日本では「対話」がソフトで安全なコミュニケーションと理解されがちですね。
そのためか、僕は「対話」を「議論」と無意識に併用していることに気づき、どう使い分けているのか自分なり振り返ってみました。
関係づくりや気づきの文脈で、相手の想いや経験を知る営みの場合は「対話」と言っているようです。
相手がなぜそう考えるのか、どんな体験がその発言の背景にあるのかを丁寧に聞き取り、理解しようとする姿勢です。
時には相手の話に共感し、時には自分の価値観が揺さぶられることもあるでしょう。そうした内的な変化を受け入れながら、お互いの理解を深めていくプロセスです。
一方、衝突や葛藤も含み、真摯なぶつかり合いで、新しい価値を生むプロセスの場合は「議論」と言うことが多そうです。
もっとも、「議論」が対立的で攻撃的なものとして理解されることも多いのですが、
僕は、お互いの考えを遠慮なくぶつけ合いながらも、相手を打ち負かそうとするのではなく、そのやりとりの中から今まで見えなかった第三の道を見つけ出そうとする営みと捉えています。
本来、上記はどちらも「対話」と表現するべきと思いますが、敢えて使い分けることで、世の中における対話への誤解を回避しようという試みです。
この考え方は、複数の論者の知見とも部分的に呼応しています。
『問いのデザイン』の安斎勇樹さんは、「対話」の定義を、「互いの意見の背後にある前提に目を向けることで、凝り固まった考え方や関係性を再構築しようとするコミュニケーション」としています。
これは僕が「対話」と呼ぶ営みと本質的に同じです。
相手の発言の奥にある体験や価値観に目を向けることで、より深い理解と新しい気づきが生まれやすくなります。

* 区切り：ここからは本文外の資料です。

Issue #695, opened 2016-06-14
how to integrate other engine(such as ogre3d  irrlicht) into the imgui,the,scene was displayed in the imgui 


zhouxs1023:
i want to use imgui to do engine  editor,but i do not know how to integrate engine scene onto imgui,whether there is a basic process for beginner?thanks for your reply!

ocornut:
The documentation is partly at the top of imgui.cpp partly to be inferred from the existing examples app, such as opengl_examples/. I don't know about Ogre but it is merely a case of interfacing the inputs and rendering textured triangles, which I assume Ogre can do.

There's no basic tutorial for beginner. Somebody needs to come make and release a binding for Ogre3d. Someone who knows Ogre3d well should be able to do it in a few hours.

There is already an Irrlicht binding, see
https://github.com/ocornut/imgui/wiki/Links

jarikomppa:
From a quick glance there's been at least a couple threads on the ogre
forums regarding integrating ImGui, but no ready answers.

ocornut:
@zhouxs1023 Unless you have a specific question, I am going to close this. You can example to all the existing code in the examples/ folder to understand how the library needs to be integrated. An official Ogre3d backend would be nice.

Issue #3462, opened 2020-09-08
D3D12 back-end debug warning on empty scissor rectangle


BeastLe9enD:
Hello,
its seems that there is a bug in the D3D12 version that let imgui crash if you draw many objects.
If u want to test it yourself, just show the demo window and open all tree nodes / collapsing headers

it crashs at
ctx->DrawIndexedInstanced(pcmd->ElemCount, 1, pcmd->IdxOffset + global_idx_offset, pcmd->VtxOffset + global_vtx_offset, 0); 
in RenderDrawData(ImDrawData* draw_data, ID3D12GraphicsCommandList* ctx)

ocornut:
What happened then?

BeastLe9enD:
My fault was to tell the info queue to crash when warnings occured, thats why I closed the issue. Although, there is something against the spec, but it does not seem to cause graphical issues :)

D3D12 WARNING: ID3D12CommandList::DrawIndexedInstanced: Viewport: 0 is non-empty while the corresponding scissor rectangle is empty.  Nothing will be written to the render target when this viewport is selected.  In D3D12, scissor testing is always enabled. [ EXECUTION WARNING #695: DRAW_EMPTY_SCISSOR_RECTANGLE]
D3D12: **BREAK** enabled for the previous message, which was: [ WARNING EXECUTION #695: DRAW_EMPTY_SCISSOR_RECTANGLE ]

ocornut:
Well, if somehow the library outputs data that makes the current DX12 back-end emit warnings we should fix either the back-end either the library. However I've been unable to reproduce that warning.

I even tried to add
```
IM_ASSERT(r.right > r.left);
IM_ASSERT(r.bottom > r.top);
```
In the render loop in `ImGui_ImplDX12_RenderDrawData()` and it never triggered.

Could you clarify:
- Which version are you using.
- The exact repro (e.g. can you get to repro in examples/example_win32_dx12/ ?
- How to enable the debug layer to break.

BeastLe9enD:
Im using the newest docking branch,
its an own project with SDL2/D3D12 but im doing everything like in the example

To enable the debug layer:
First create a dxgi factory with debug:
``
IDXGIFactory7* pFactory;
CreateDXGIFactory2(DXGI_CREATE_FACTORY_DEBUG, IID_PPV_ARGS(&pFactory));
``

Then create the debug interface:
``
ID3D12Debug* pDebugInterface;
[...]

PR #3472, opened 2020-09-15
Fix D3D12 Debug Layer warning if scissor rect is 0 width or 0 height

StoneWolf:
In the event where the scissor rect is 0 width or 0 height, don't call Draw, as it generates warnings if the D3D12 Debug Layer is enabled, and nothing would have been drawn anyway.

Here's the warning that was being emitted:
`D3D12 WARNING: ID3D12CommandList::DrawIndexedInstanced: Viewport: 0 is non-empty while the corresponding scissor rectangle is empty.  Nothing will be written to the render target when this viewport is selected.  In D3D12, scissor testing is always enabled. [ EXECUTION WARNING #695: DRAW_EMPTY_SCISSOR_RECTANGLE]`

### DIFF
--- a/examples/imgui_impl_dx12.cpp
+++ b/examples/imgui_impl_dx12.cpp
@@ -235,9 +235,14 @@ void ImGui_ImplDX12_RenderDrawData(ImDrawData* draw_data, ID3D12GraphicsCommandL
             {
                 // Apply Scissor, Bind texture, Draw
                 const D3D12_RECT r = { (LONG)(pcmd->ClipRect.x - clip_off.x), (LONG)(pcmd->ClipRect.y - clip_off.y), (LONG)(pcmd->ClipRect.z - clip_off.x), (LONG)(pcmd->ClipRect.w - clip_off.y) };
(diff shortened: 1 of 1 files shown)


ocornut:
Thank you for this!

Linking to #3462, this has been reported recently. When I looked at it the other day I couldn’t repro. Do you have a clear repro to provide?

The reason is that I would like to investigate if perhaps this should/could be fixed in the core instead of being fixed in the backend.

StoneWolf:
I managed to create a simple repro. I should add that the bug happens on all three versions I tested (v1.78, latest zip from master and latest zip from the docking branch).

Easiest way to reproduce the bug is by using your `example_win32_directx12` project:
In main.cpp, add after `ImGui::NewFrame()`:

```ImGui::SetNextWindowSize(ImVec2(500, 440), ImGuiCond_FirstUseEver);
if (ImGui::Begin("Repro"))
{
    ImGui::BeginChild("Repro", ImVec2(150, 0), true);
    ImGui::EndChild();
}
ImGui::End();
```

Then drag the window all the way down and you should see the warnings appear.

ocornut:
Thank you @StoneWolf this is now merged!

PR #3477, opened 2020-09-17
Add the ability to toggle ImGuiViewportFlags_TopMost after viewport creation on win32

Kodokuna:
Currently the example imgui_impl_win32 does not respond to changes of **ImGuiViewportFlags_TopMost** as the **SWP_NOZORDER** _uFlags_ and **NULL** _hWndInsertAfter_ passed to _SetWindowPos_() prevents a window from changing its topmost style.

According to https://docs.microsoft.com/en-us/windows/win32/api/winuser/nf-winuser-setwindowpos _hWndInsertAfter_ must be either **HWND_TOPMOST** or **HWND_NOTOPMOST** and _uFlags_ must not contain **SWP_NOZORDER** in order to change the topmost style.

Testcase:
```
static bool topmost = true;
ImGui::Begin("Topmost Test");
ImGui::Checkbox("Topmost", &topmost);

if (topmost)
    ImGui::GetWindowViewport()->Flags |= ImGuiViewportFlags_TopMost;
else
    ImGui::GetWindowViewport()->Flags &= ~ImGuiViewportFlags_TopMost;

ImGui::End();
```

### DIFF
--- a/examples/imgui_impl_win32.cpp
+++ b/examples/imgui_impl_win32.cpp
@@ -657,6 +657,18 @@ static void ImGui_ImplWin32_UpdateWindow(ImGuiViewport* viewport)
     DWORD new_ex_style;
     ImGui_ImplWin32_GetWin32StyleFromViewportFlags(viewport->Flags, &new_style, &new_ex_style);
 
+    HWND insert_after = 0;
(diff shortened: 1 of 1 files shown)


ocornut:
Thank you very much Sven, I appreciate the patch and details/links. Merged now!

哲学者の中島義道さんは、「対話」を、ただ言葉という武器だけを使って戦う全裸の格闘技だと表現しています。
日本では思いやりややさしさという名のもとに真実が語られなくなり、風通しの悪い社会になっているという問題意識からです。
これは僕が「議論」と呼ぶものを先鋭化した感じですね。
劇作家・演出家の平田オリザさんは「対話」を、異なる価値観を持つ者同士が話し合い、意見を擦り合わせること。AとBが話し合う中で、Cという新しい概念や結論を生み出すことを目指すと。
これは僕が「対話」と呼ぶプロセスとも、「議論」と呼ぶものとも重なっています。
現時点では、日本における「対話」認識の混乱を避けるため、僕は、2つの要素を使い分けているのですが、
理想的には、相手への深い理解と建設的なぶつかり合いという本来的な「対話」として、いずれはひとつの言葉に統合していきたいです。
真の対話とは、優しさと厳しさ、共感と挑戦が同居する、もっとダイナミックで創造的な営みのはずですから。